THE DATA: Begin

PR #746, opened 2021-07-23
Be more specific when a metric is not supported in GLAM

Iinh:
Recently a user asked in an internal slack channel about why the dictionary doesn't link out to GLAM for `event` metrics. GLAM doesn't support visualizing `event`, but as this is a gotcha that not a lot of people know about, I think it'd be more user-friendly to specifically state that a metric is not supported in GLAM, rather than not showing anything.

Before:
CleanShot 2021-07-23 at 14 52 21@2x

After:

CleanShot 2021-07-23 at 14 51 41@2x

### Pull Request checklist

      fixes, if applicable)

### DIFF
--- a/src/pages/MetricDetail.svelte
+++ b/src/pages/MetricDetail.svelte
@@ -220,7 +220,7 @@
               {params.metric}
             </AuthenticatedLink>
           {:else}
-            GLAM doesn't support <code>{metric.type}</code> metrics yet.
+            Currently GLAM doesn't support <code>{metric.type}</code> metrics.
           {/if}
         </td>
       </tr>
--- a/src/pages/MetricDetail.svelte
+++ b/src/pages/MetricDetail.svelte
@@ -206,22 +206,24 @@
     <table>
       <col />
       <col />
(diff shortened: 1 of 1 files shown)


src/pages/MetricDetail.svelte
```diff
@@ -206,22 +206,24 @@
...
+        <td>
+          {#if selectedAppVariant.etl.glam_url}
             <AuthenticatedLink href={selectedAppVariant.etl.glam_url}>
               {params.metric}
             </AuthenticatedLink>
-          </td>
-        </tr>
-      {/if}
+          {:else}
+            GLAM doesn't support <code>{metric.type}</code> metrics yet.
```
robhudson, line 223: "yet" implies that GLAM will support events soon. But as far as I know that's not true since events can hold many things and we don't know how to aggregate events in a general case. Do we have a plan for events?

Iinh: you're right, I don't think supporting events is on the roadmap. I'll remove it

robhudson (approved):

Issue #224, opened 2020-11-24
Implement skeleton of search bar


wlach:
The search bar is going to be a complicated beast to get right, but we have to get started somewhere. [GLAM](https://github.com/mozilla/GLAM)'s search bar looks pretty nice and seems like a reasonable starting point for our own implementation:

![image](https://user-images.githubusercontent.com/20569/100150123-2d39ae80-2e6d-11eb-879c-5bf326e1ee04.png)

It is defined here:

https://github.com/mozilla/glam/tree/main/src/components/search

For populating the actual content based on user input, I have started a skeleton prototype of a metadata-extraction script using [lunr.js](https://lunrjs.com/) [here](https://github.com/mozilla/glean-dictionary/blob/main/scripts/build-glean-metadata.js) -- it's very incomplete and probably slightly broken, but it illustrates how one would extract search metadata from ping files. 

On the client side, we would automatically load the lunr data on any page load (hopefully we can keep the size reasonable) which would include the search data + *just* enough metadata to populate the search bar. Typing stuff into the search bar would then activate lunr. You can see some very rough client side code which I prototyped for the schema dictionary here: https://github.com/wlach/schema-dictionary/commit/97b71d16b8872171ed1fe73c66e8f9a0d55d0b10

I suspect it might be on me to produce at least the first draft on this, but putting this up here in the interests of working in the open.

Ankita13-code:
Can I work on this? I've never implemented a search bar before but would be happy to learn and implement this under your guidance @wlach!

wlach:
Going to work on this in the new year -- assigning to myself to make this more clear.

wlach:
I worked a little bit on this, and it's becoming clear that this is going to be kinda confusing given the number of applications that most of our metrics are currently duplicated across. It's also not 100% clear to me that this (rather complex) feature is actually required at this juncture. I'm going to put this in the backlog, we can always return to it later.

wlach:
Now that we've consolidated metrics across applications, this feature is a bit more tractable.

Note to self: we could also consider using something like Algolia here: https://www.algolia.com/ -- I think rolling our own is *probably* the right call, but we should see how it goes.

PR #756, opened 2021-07-26
Allow search by description (fixes #641)

### LINKED ISSUE #641: Add ability to search by metric type or description
It's not clear to me how the UX should behave here; e.g. should searching by default be across types and descriptions, or should it be more like a [logs explorer](https://console.cloud.google.com/logs/query;cursorTimestamp=2021-06-02T13:48:19.209941Z?project=moz-fx-data-ingesti-prod-579d) which requires you to select which field you're searching on.

The use case here is to e.g. see which events are available (this makes the Funnel Analysis explore in Looker easier to use). I'd imagine there might be other use cases (e.g. do we already have a counter for some event?).

Iinh:
Use lunr.js to allow search by description. Fixes #641.

### Pull Request checklist

      fixes, if applicable)


src/components/ItemList.svelte
```diff
@@ -1,4 +1,5 @@
 <script>
+  import * as lunr from "lunr";
```
Iinh, line 2: We do this instead of `import lunr from "lunr"` to pass storybook storyshot test.

Iinh: this didn't work, had to revert

src/components/ItemList.svelte
```diff
@@ -1,4 +1,5 @@
 <script>
+  import lunr from "lunr";
```
Iinh, line 2: Hi @wlach I need some help on this. Storyshot doesn't like this import (see [CircleCI failed test](https://app.circleci.com/pipelines/github/mozilla/glean-dictionary/2126/workflows/0d515da1-5b19-417c-861b-45162d688d41/jobs/4073)). 
Changing this to `import * as lunr from "lunr"` doesn't work (though it would appease storybook) https://developer.mozilla.org/en-US/docs/Web/JavaScript/Reference/Statements/import#import_an_entire_modules_contents

I'm not sure how to work around this 😕

wlach:
@Iinh I suspect that the problem is that lunr is rather old and not really designed to be used in a rollup-based project like this one (see: https://github.com/olivernn/lunr.js/issues/401).

Maybe we should try flexsearch instead?

https://github.com/nextapps-de/flexsearch

Iinh:
I switched to using FlexSearch, thanks @wlach for the recommendation.

src/components/ItemList.svelte
```diff
@@ -38,7 +49,10 @@
   // (above)
   $: {
     // filter items by search terms and expiry state
-    filteredItems = filterItems(items, search, showExpired);
+    filteredItems =
+      (filterItems(items, search, showExpired).length &&
+        filterItems(items, search, showExpired)) ||
+      fullTextSearch(search);
```
Iinh, line 55: So the logic here is that if searching by name/type doesn't return anything, we then try searching by description. Should I combine the 2 results instead of doing this way?

src/components/ItemList.svelte
```diff
@@ -28,6 +29,16 @@
   let topElement;
   let scrollY;
 
+  function fullTextSearch(query) {
+    // create an index of item names and descriptions for full-text search
+    const searchIndex = new Index();
+    items.forEach((item) => searchIndex.add(item.name, item.description));
```
wlach, line 35: I think we should generate the index as early as possible. Re-generating it everytime there's a a search is unnecessary and might be slow.

src/components/ItemList.svelte
wlach: I think we should use what's called a "document" index in flexsearch, and search by name/type/description all at once (then filter by `showExpired` at the very end). I played around with this a bit, here's an example of a document index:

https://irydium.dev/repl?id=b9c36dec-0418-11ec-866c-0a4e9a1089db

wlach (changes requested):
This is so exciting! I'm suspecting we might be able to use flexsearch for searching across all the applications (#224), which I'm super stoked about.

Iinh:
Okay so this is the first draft of combing searching by name/type/description. It seems to work fine if we only search by those 3 dimensions. However, there's an issue if we click on any tag/origin label.
- before full-text search, clicking on a tag returns all metrics of that tag, for example: [engine-gecko](https://dictionary.telemetry.mozilla.org/apps/fenix?itemType=metrics&page=1&search=engine-gecko&showExpired=1) (because there's no name match so the filter function returns the origin/tag match instead)
- with full-text search, this doesn't work anymore: [engine-gecko](https://deploy-preview-756--glean-dictionary-dev.netlify.app/apps/fenix?page=1&search=engine-gecko)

THE DATA: End

TASK BRIEF – Where does the word "filteredItems" appear in the records? Copy every line that holds it.

ANSWER –
-    filteredItems = filterItems(items, search, showExpired);
+    filteredItems =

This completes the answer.